2023-01-20T01:02:04Z I [shard2ReplSet/pmgo-pl205.int.compumark.com:27028] [backup/2023-01-20T01:02:03Z] backup started
2023-01-20T01:02:04Z I [configReplSet/pmgo-pl206.int.compumark.com:27029] [backup/2023-01-20T01:02:03Z] backup started
2023-01-20T01:02:04Z I [shard1ReplSet/pmgo-pl202.int.compumark.com:27028] [backup/2023-01-20T01:02:03Z] backup started
2023-01-20T01:02:04Z I [shard3ReplSet/pmgo-pl201.int.compumark.com:27028] [backup/2023-01-20T01:02:03Z] backup started
2023-01-20T01:02:12Z I [configReplSet/pmgo-pl206.int.compumark.com:27029] [backup/2023-01-20T01:02:03Z] mongodump finished, waiting for the oplog
2023-01-20T01:54:54Z I [configReplSet/pmgo-pl206.int.compumark.com:27029] [backup/2023-01-20T01:02:03Z] dropping tmp collections
2023-01-20T01:54:57Z I [configReplSet/pmgo-pl206.int.compumark.com:27029] [backup/2023-01-20T01:02:03Z] mark RS as error check cluster for dump done: convergeCluster: lost shard shard2ReplSet, last beat ts: 1674179663:
2023-01-20T01:54:57Z I [configReplSet/pmgo-pl206.int.compumark.com:27029] [backup/2023-01-20T01:02:03Z] mark backup as error check cluster for dump done: convergeCluster: lost shard shard2ReplSet, last beat ts: 1674179663:
2023-01-20T01:54:57Z E [configReplSet/pmgo-pl206.int.compumark.com:27029] [backup/2023-01-20T01:02:03Z] backup: check cluster for dump done: convergeCluster: lost shard shard2ReplSet, last beat ts: 1674179663

1 Like

Hi team, Any updates? This is a showstopper for us. I would like to revert back to older version if no workaround.

1 Like

Hi @aranjith0,

Sorry for delay. It is better for you to open JIRA ticket next time.

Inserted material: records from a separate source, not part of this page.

PR #4443, opened 2026-08-07
fix(toolkit): emit array responses inline instead of a `Vec` component

MikeFalcon77:
- utoipa's default `ToSchema::name()` strips generic arguments, so every `Vec<T>` resolves to the single component name `Vec`. Four list endpoints across gear-orchestrator, nodes-registry and oagw register a `Vec<T>` response into the same registry, so they all wrote to `components.schemas.Vec` and the last one won. The committed spec shows the damage: `Vec` holds oagw's RouteResponse array shape, all four endpoints `$ref` it, and `GearDto` is absent entirely — `Vec<T>::schemas()` forwards to `T::schemas()`, which pushes T's fields but never T itself.

- Top-level arrays are now emitted inline — `{type: array, items: {$ref: T}}` — with only the item type registered as a named component. That is the OpenAPI norm (cf. the OAI Petstore example), what utoipa's own `#[utoipa::path]` produces for a `Vec<T>` body, and what lets client generators emit `Vec<Pet>` rather than a wrapper type named after the container.

  - `ResponseSpec.schema_name: Option<String>` becomes `schema: Option<ResponseSchema>`, mirroring the `RequestBodySchema` enum already used on the request side. `ResponseSpec::schema_name()` keeps the read sites a one-word change. Adding any field would have broken the same 22 construction sites, all in-repo, so the enum costs nothing extra and rules out the illegal `(None, is_array: true)` state.
  - New `OperationBuilder::json_array_response_with_schema::<Item>()` on both response states.
  - `ensure_schema::<Vec<_>>()` now asserts: `Vec` is a std type, so `#[schema(as = ...)]` cannot disambiguate it and callers must use the array method. Guarded on that one name only — a real DTO could be called `Option` or `Map`.

- Also turns a schema-name collision into a hard error at registration instead of a warn-and-override, and fixes the one other collision that surfaced: users-info and account-management both ship a `UserDto`. The example's is aliased to `UsersInfoUserDto`, leaving the production component name (6 refs in the spec) untouched.

Spec regenerated: `Vec` removed, `GearDto` and `UsersInfoUserDto` added, no dangling refs. Seven endpoints' 200 responses change because the type they document was wrong, not because the wire format moved — the servers have always returned these shapes.

## Summary by CodeRabbit

- **Documentation**
  - Updated API documentation with explicit schemas for gears, nodes, routes, upstreams, and user information.
  - List endpoints now clearly describe their typed array responses.
  - User information endpoints now document dedicated user and pagination response formats.

- **Bug Fixes**
  - Improved API response definitions for more accurate schema validation and clearer integration expectations.
  - Preserved existing response behavior while resolving ambiguous generic collection descriptions.

### DIFF
--- a/docs/api/api.json
+++ b/docs/api/api.json
@@ -1252,6 +1252,62 @@
         ],
         "type": "object"
       },
+      "GearDto": {
+        "description": "Response DTO for a single registered gear",
+        "properties": {
+          "capabilities": {
+            "description": "Declared capabilities (e.g., \"rest\", \"grpc\", \"system\", \"db\")",
+            "items": {
+              "type": "string"
+            },
+            "type": "array"
+          },
+          "dependencies": {
+            "description": "Gear dependencies (other gear names)",
+            "items": {
+              "type": "string"
+            },
+            "type": "array"
+          },
+          "deployment_mode": {
+            "$ref": "#/components/schemas/DeploymentModeDto",
+            "description": "Whether the gear is compiled-in or out-of-process"
+          },
+          "instances": {
+            "description": "Running instances of this gear",
+            "items": {
+              "$ref": "#/components/schemas/GearInstanceDto"
+            },
+            "type": "array"
+          },
+          "name": {
+            "description": "Gear name",
+            "type": "string"
+          },
+          "plugins": {
+            "description": "Plugins provided by this gear (reserved for follow-up implementation)",
+            "items": {
+              "$ref": "#/components/schemas/PluginDto"
+            },
+            "type": "array"
+          },
+          "version": {
+            "description": "Gear version (if reported by a running instance)",
+            "type": [
+              "string",
+              "null"
+            ]
+          }
+        },
+        "required": [
+          "name",
+          "capabilities",
+          "dependencies",
+          "deployment_mode",
+          "instances"
+        ],
+        "type": "object"
+      },
       "GearInstanceDto": {
         "description": "Response DTO for a running gear instance",
         "properties": {
@@ -2884,6 +2940,24 @@
           "items": {
             "items": {
               "$ref": "#/components/schemas/UserDto"
+            },
+            "type": "array"
+          },
+          "page_info": {
+            "$ref": "#/components/schemas/PageInfo"
+          }
+        },
+        "required": [
+          "items",
+          "page_info"
+        ],
+        "type": "object"
+      },
+      "Page_UsersInfoUserDto": {
+        "properties": {
+          "items": {
+            "items": {
+              "$ref": "#/components/schemas/UsersInfoUserDto"
             },
             "type": "array"
           },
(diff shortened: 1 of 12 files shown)


MikeFalcon77:
## Why this PR reports 43 breaking changes

All reported breaking changes are corrections to **wrong documentation**. No server
behaviour changes: `json_response_with_schema::<T>()` only ever used `T` to build the
OpenAPI schema — handlers still return the same `Json(Vec<...>)` they always did. Not a
single line of response-serialization code is touched in this PR.

### Root cause

utoipa's default `ToSchema::name()` strips generic arguments:

```rust
type_name::<Vec<GearDto>>()  // "alloc::vec::Vec<...GearDto>"
  .split_once("<")           // "alloc::vec::Vec"
  .rsplit_once("::")         // "Vec"
```

So every `Vec<T>` registers under the single component name `Vec`. Four list endpoints in
the example server did exactly that, and the registry's old policy was warn-and-override —
the last gear to register won, and the other three endpoints silently `$ref`'d a schema
describing someone else's type.

On `main` today, `components.schemas.Vec` holds oagw's `RouteResponse` array shape, four
endpoints point at it, and `GearDto` is not in the spec at all (`Vec<T>::schemas()` forwards
to `T::schemas()`, which pushes `T`'s fields but never `T` itself).

### The report is the shape of the bug

Read what oasdiff says was "removed":

| Endpoint | Properties "removed" | What they actually are |
|---|---|---|
| `GET /gear-orchestrator/v1/gears` | `match`, `upstream_id`, `priority`, `enabled`, `tenant_id`, `cors`, `rate_limit`, `tags` | fields of **oagw's `RouteResponse`** |
| `GET /nodes-registry/v1/nodes` | same set | fields of **oagw's `RouteResponse`** |
| `GET /oagw/v1/upstreams` | `match`, `priority`, `upstream_id` | fields of **`RouteResponse`** — oagw collided with itself |
| `GET/POST/PATCH /users-info/v1/users*` | `username`, `first_name`, `last_name`; `email`/`display_name` stop being nullable | fields of **account-management's `UserDto`** |

The gears list was documented as returning routes. The nodes list was documented as
returning routes. The upstreams list was documented as returning routes. None of them ever
did. oasdiff has no way to know the old type was wrong, so it classifies the correction as
a breaking change.

### Second collision

`users-info` and `account-management` both define a `UserDto`, and both mount into the same
server. The published spec currently carries account-management's version (6 refs), so the
example's is aliased to `UsersInfoUserDto` via `#[schema(as = ...)]`. The production
`UserDto` component is byte-identical to `main`.

### What changed structurally

Top-level arrays are now emitted inline, referencing the item type:

```json
"schema": { "type": "array", "items": { "$ref": "#/components/schemas/GearDto" } }
```

instead of `$ref: "#/components/schemas/Vec"`. This is the OpenAPI norm (cf. the OAI
Petstore example) and what utoipa's own `#[utoipa::path]` produces for a `Vec<T>` body. It
also means client generators emit `Vec<GearDto>` / `[]GearDto` rather than a wrapper type
named after the container.

Net spec diff: `Vec` removed, `GearDto` and `UsersInfoUserDto` added, no dangling refs.

aviator5 (approved):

It could be very different reasons. Mostly network lags between PBM Agent and direct mongod or configsvr primary mongod, or even PBM Agent and storage. Or logical bug in flow.

As a result, shard2ReplSet didn’t send a heartbeat in time (in 30 secs). I do not see the completed snapshot dump for shard1ReplSet from the logs also.

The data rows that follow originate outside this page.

PR #4444, opened 2026-08-07
perf(resource-group,toolkit-db): fix every N+1 and redundant read, with the audit suite that guards them (VHP-2344)

ffedoroff:
Every N+1 and redundant-I/O finding of the `resource-group` DB-behaviour audit, and the test layer that keeps them fixed.

Lifted from `rg/triage-fixes` **by line, not by cherry-pick**: none of that branch's tenant scoping, authorization gates, error mapping or API changes come along.

> **Rescoped.** An earlier revision of this PR also carried transaction boundaries, retry, isolation and a metrics layer. Those moved to a follow-up on `perf/db-tx-isolation`, which is this branch plus 12 commits. This PR is now the query-count work alone.

---

## The write paths, and what they cost

**Closure maintenance was the expensive one.** `rebuild_subtree_closure` issued one `INSERT` per `ancestors × subtree` row: moving a 10 000-node subtree under a depth-10 parent was roughly 100 000 separate statements. Batching removed the statement count but not the rows — the process still built that many `ActiveModel`s, sent them, and held a `SERIALIZABLE` transaction open for the round-trip.

The rows are a function of rows the database already holds, so it computes them itself now: one `INSERT ... SELECT` over a cross product, and one set-based `DELETE` whose two predicates are the same subquery. `A × N` rows no longer cross the wire, and this gear's largest unbounded `IN (...)` list went with them. The rest are chunked against `max_bind_params_for`; the two that are not are bounded by `SMALLINT`'s domain and are named in the audit document as such, rather than left to be rediscovered.

`insert_ancestor_closure_rows` likewise — two statements to one, both of which sat inside the transaction a create holds open.

**Force delete** ran three statements per node. Memberships and closure rows have no ordering constraint among themselves, so each is one statement for the whole subtree; group rows do — a parent cannot precede its children — so they go depth level by depth level, deepest first. The count follows tree depth, not node count.

**Type junctions** inserted one row at a time, holding the enclosing transaction open for the length of the request.

## Reads and validation

**The move depth check** asked the database, per descendant, whether it is a descendant and how deep it sits. Both answers were already in the closure rows one query returns.

**`list_types`** resolved junction references per row, so a page of N types cost `2N+1` queries — the only finding on a read path.

**Type paths in `$filter`, and the removed-parent sweep** cost one `gts_type` SELECT per value. Both now collect, resolve once, and substitute in memory. The rejection message keeps its old ordering.

**Rows the database already returned.** `insert` discarded the model `secure_insert` hands back and re-read the row. `update` reported a row count, so the repository read the row straight back — and both callers threw that model away and read a *third* time to build the response; `update` returns `()` now and the callers assemble from what they wrote. A move read the new parent twice, once for the type check and once for the cross-tenant check; a delete read the group twice, discarding the second.

Measured with the audit recorder — move of a 15-node subtree: `resource_group` SELECTs **5 → 2**, `gts_type` **5 → 4**. Create of a root group: `resource_group` **2 → 1**, `gts_type` **2 → 1**, and the one that remains is SeaORM's non-RETURNING fallback, which PostgreSQL does not issue at all.

---

## New in `toolkit-db`

- `secure_insert_many` — batch insert keeping `secure_insert`'s per-row scope validation, chunked against the per-backend bind ceiling.
- `max_bind_params_for(runner)` — that ceiling, so callers building their own `IN (...)` chunk by the same number instead of discovering it as a driver error.
- `secure_insert_from_select` — the set-based counterpart. Rows produced by a `SELECT` inside the database cannot be scope-validated per row, so it is restricted to entities declaring **no** scope columns, and it builds the `INSERT` itself from `E`. An earlier revision took a prepared statement and checked `E` separately, which let a caller satisfy the guard and defeat it in one call.
- Jittered backoff on the transaction retry loop, and give-up logging that reports the error *class*: both `DbErr`'s `Display` and `SqlErr`'s payload embed conflicting values on PostgreSQL and MySQL, and this is shared infrastructure.

## What guards it

`toolkit-db::test_support` — a `QueryRecorder` behind a `test-support` feature, attached through SeaORM's metric callback, reading transaction membership from the task-local guard rather than parsing SQL. Operations that could scale with input run at two sizes and the **slope** is asserted; an absolute count rots on the next refactor.

`assert_closure_matches_parent_links` asserts the whole closure table equals the transitive closure of the `parent_id` links, depths included. It does not encode what a rebuild *should* write; it holds whatever wrote it to the hierarchy the group rows describe. Both it and the exact-row assertions were validated by breaking the depth arithmetic and confirming they fail.

That discipline found a coverage gap on the way: the cross-tenant check on `update_group`'s path had **no** test — deleting it left the whole suite green. Two tests now pin it, on both entry points.

## Risk

No schema change, no migration, no API change. Every rewrite replaces N statements with one that reads or writes the same rows. The scope check inside `secure_insert_many`, and the entity restriction on `secure_insert_from_select`, are the security-relevant lines.

**Two observable differences, and neither is in the contract.** `PUT /groups/{id}` builds its answer from the request instead of re-reading the row, so `metadata` comes back exactly as sent — and `PUT /types/{code}` does the same with `metadata_schema`. The columns are `JSONB`, and PostgreSQL normalizes on the way in — duplicate keys collapse, key order is the server's, numbers are canonical — while the echoed request is not (this workspace resolves `serde_json` with `preserve_order`, so key order survives to the response). A response that previously matched the following `GET` byte for byte is no longer guaranteed to. Group create and move are unaffected: both take the value from the row. Restoring the reads would restore the match, at the cost of the thing this branch is for.

**Formally semver-breaking for `cf-gears-resource-group`.** The crate publishes to crates.io with `semver_check = true`. `GroupRepositoryTrait::update` returns `()`, `TypeRepositoryTrait::update_type` returns its timestamp rather than the row, `find_by_code_with_id` returns the row rather than its id, and several methods are added without default implementations. Practically the risk is nil — the traits are infrastructural and have one implementor each — but release-plz will ask for a minor bump, and that is correct.

## Reviewed against `main` by four engines

codex, fable, opus and DeepSeek read the whole diff independently, with no access to each other's findings. What they surfaced is fixed in the last commit: the read path's unbounded `IN (...)` on `GET /groups/{id}/descendants`, list literals from the request body binding unchunked, a shared-budget calculation that overran whenever one of its two lists did, two writes still reading themselves back, two assertions claiming a fix this branch does not carry, and a static rule that passed because it read only the file that never had the defect. Dangling references to Postgres suites that live on the follow-up branch went too — including one from `toolkit-db`, which ships to crates.io — along with an `integration` feature gating nothing and four dev-dependencies no test names.

Three things I had told the reviewers turned out to be wrong and are corrected in that commit's message: the closure helpers' return types, whether this crate is published, and whether the remaining `IN (...)` lists were bounded by construction.

## Verification

- `cargo test -p cf-gears-resource-group -p cf-gears-toolkit-db` — **653 passed, 0 failed**. The reported ignored are documentation examples; no test function carries `#[ignore]`.
- `cargo fmt --all --check` and `clippy --all-targets -D warnings` clean.
- CDSL markers unchanged in every file touched.

- PostgreSQL smoke: **3/3** against testcontainers PostgreSQL (`--features integration`, `make test-rg-pg`), also wired into CI with `RG_PG_REQUIRE_DOCKER=1` — the `INSERT ... SELECT` cross product, the derived-table `DELETE` and the force-delete path now run against the production backend in this branch's own CI, not only after merge.

**Not verified locally:** `cfs` 1.5.10 fails locally at `validate-kits` on an out-of-date engine, so `Validate CFS Artifacts` is CI-only.


gears/system/resource-group/resource-group/src/infra/storage/group_repo.rs
```diff
@@ -916,101 +1084,117 @@ impl GroupRepositoryTrait for GroupRepository {
...
+        // The DELETE runs before the INSERT below and cannot disturb either of
+        // its sources: it only removes rows whose ancestor is *outside* the
+        // subtree, while the `st` source ranges over `ancestor_id = group_id`
+        // (inside by definition) and the `pa` source over
+        // `descendant_id = parent_id`, whose ancestors are all outside --
+        // guaranteed by the `is_descendant` check the service makes before
+        // calling this.
+        ClosureEntity::delete_many()
+            .filter(closure_entity::Column::DescendantId.in_subquery(subtree_query.clone()))
+            .filter(closure_entity::Column::AncestorId.not_in_subquery(subtree_query))
```
Artifizer: _🩺 Stability & Availability_ | _🟠 Major_ | _Needs changes_

**Avoid a same-target-table subquery in this `DELETE`; it breaks the MySQL backend.**

This deletes from `resource_group_closure` while both predicates use subqueries that also read `resource_group_closure`. MySQL rejects this shape with the classic target-table restriction (`You can't specify target table ... for update in FROM clause`). The generic helper documentation added in this PR even calls out that `DELETE` with a subquery naming the target table is PostgreSQL/SQLite-only.

Resource Group storage is otherwise backend-agnostic, so this makes `move_group` / `update_group` parent changes fail on MySQL. Please rewrite this as a MySQL-safe form, for example by materializing the subtree into a derived table / temp table per backend support, or fall back to the previous materialized-id delete path for MySQL while keeping the set-based path for backends that support it.

gears/system/resource-group/resource-group/src/infra/storage/type_repo.rs
```diff
@@ -40,6 +40,143 @@ fn system_scope() -> AccessScope {
...
+            .map(|r| r.parent_type_id)
+            .chain(membership_rows.iter().map(|r| r.membership_type_id))
+            .collect();
+
+        let code_by_id: std::collections::HashMap<i16, String> = if referenced_ids.is_empty() {
+            std::collections::HashMap::new()
+        } else {
+            let ids: Vec<i16> = referenced_ids.into_iter().collect();
+            GtsTypeEntity::find()
+                .filter(gts_type::Column::Id.is_in(ids))
```
Artifizer: _🩺 Stability & Availability_ | _🟠 Major_ | _Needs changes_

**Chunk the referenced type-id lookup; this new batch path can exceed backend bind limits.**

`referenced_ids` is built from every allowed-parent and allowed-membership junction row for the whole returned page. Those relationship lists are user/data controlled and can be much larger than the page size, but this query binds the whole set in one `IN (...)`. A sufficiently connected type registry will fail at the driver once the list exceeds the backend parameter limit.

Please chunk `ids` using `toolkit_db::secure::max_bind_params_for(db)` and merge the resulting `id -> schema_id` maps, matching the chunking pattern used elsewhere in this PR.

gears/system/resource-group/resource-group/src/infra/storage/group_repo.rs
ffedoroff: Fixed in 8531f0e74 via the derived-table form: each predicate now wraps the subtree subquery in `from_subquery` (`st_desc` / `st_anc`), which MySQL materializes before deleting (lifting the ER 1093 restriction) while PostgreSQL/SQLite accept either form unchanged — so the delete stays set-based on every backend instead of falling back to materialized ids. The insert-from-select helper's rustdoc now names this workaround too. The audit suite and group service tests (which exercise `move_group`) stay green.

gears/system/resource-group/resource-group/src/infra/storage/type_repo.rs
ffedoroff: Fixed in 3453298ef: the id -> schema_id resolution now chunks `ids` with `toolkit_db::secure::max_bind_params_for(db)` and merges the maps, matching the chunking pattern used elsewhere in this branch. The `is_empty` special case became unnecessary (an empty list yields no chunks and no query), and `load_full_types_batch`'s rustdoc now spells out that the referenced set is data-controlled rather than page-controlled.

libs/toolkit-db/src/secure/db_ops.rs
```diff
@@ -202,6 +202,235 @@ where
...
+/// Nothing here can derive it -- the rows never enter this process -- so a
+/// caller that needs the figure (a metric, a budget check) has to be given
+/// it.
+///
+/// # Errors
+///
+/// - `ScopeError::Invalid` if `E` declares any scope column, or if the target
+///   column count does not match the source `SELECT`.
+/// - `ScopeError::Db` if the statement fails.
+pub async fn secure_insert_from_select<E, C>(
```
MikeFalcon77, line 391: **HIGH**

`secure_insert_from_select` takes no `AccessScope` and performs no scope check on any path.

In v2.0 we changed backup format. In v1.x we store snapshot as a single file. Since v2.0, it splits each collection into a separate file. It allows backup (upload) and restore (download) snapshots concurrently. For each collection, a separate connection is opened. Also, now it is possible to run Selective Backup faster (download only needed collections. not whole snapshot file)

I suggest reviewing logs and backup meta (has heartbeats for each agent) of the failed backup. It could be the snapshot dump done later after the heartbeat timeout. Or you will see the actual reason why it failed.